→ Assignment
Starting with the line that contains "fixes #5474", copy every remaining line of the data below exactly, the last one included.

START Listed records

PR #5477, opened 2026-04-23
Open Live Locations map on tapping on the banner

### LINKED ISSUE #5474: [Task] iOS: Open map by tapping on the banner
When tapping on the banner that is shown on the device which shares its location, it should open the map. iOS currently does not do that.

Velin92:
fixes #5474 

This will make the banner open the map and always focus on the first LLS that arrives (which we can assume given the sorting algorithm, is the one for the own user of the app).


stefanceriu (approved):
lgtm 👍

PR #5478, opened 2026-04-23
Update SDK to 26.04.23

Velin92:
This PR updates the SDK.

It also updates some API to match the new names from the SDK, and adds a simple nice error management block in the sendLiveLocation API to handle cases where the session can't be considered active anymore.


pixlwave (approved):
LGTM 👍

END Listed records

→ Answer to this exercise
fixes #5474 

This will make the banner open the map and always focus on the first LLS that arrives (which we can assume given the sorting algorithm, is the one for the own user of the app).


stefanceriu (approved):
lgtm 👍

PR #5478, opened 2026-04-23
Update SDK to 26.04.23

Velin92:
This PR updates the SDK.

It also updates some API to match the new names from the SDK, and adds a simple nice error management block in the sendLiveLocation API to handle cases where the session can't be considered active anymore.


pixlwave (approved):
LGTM 👍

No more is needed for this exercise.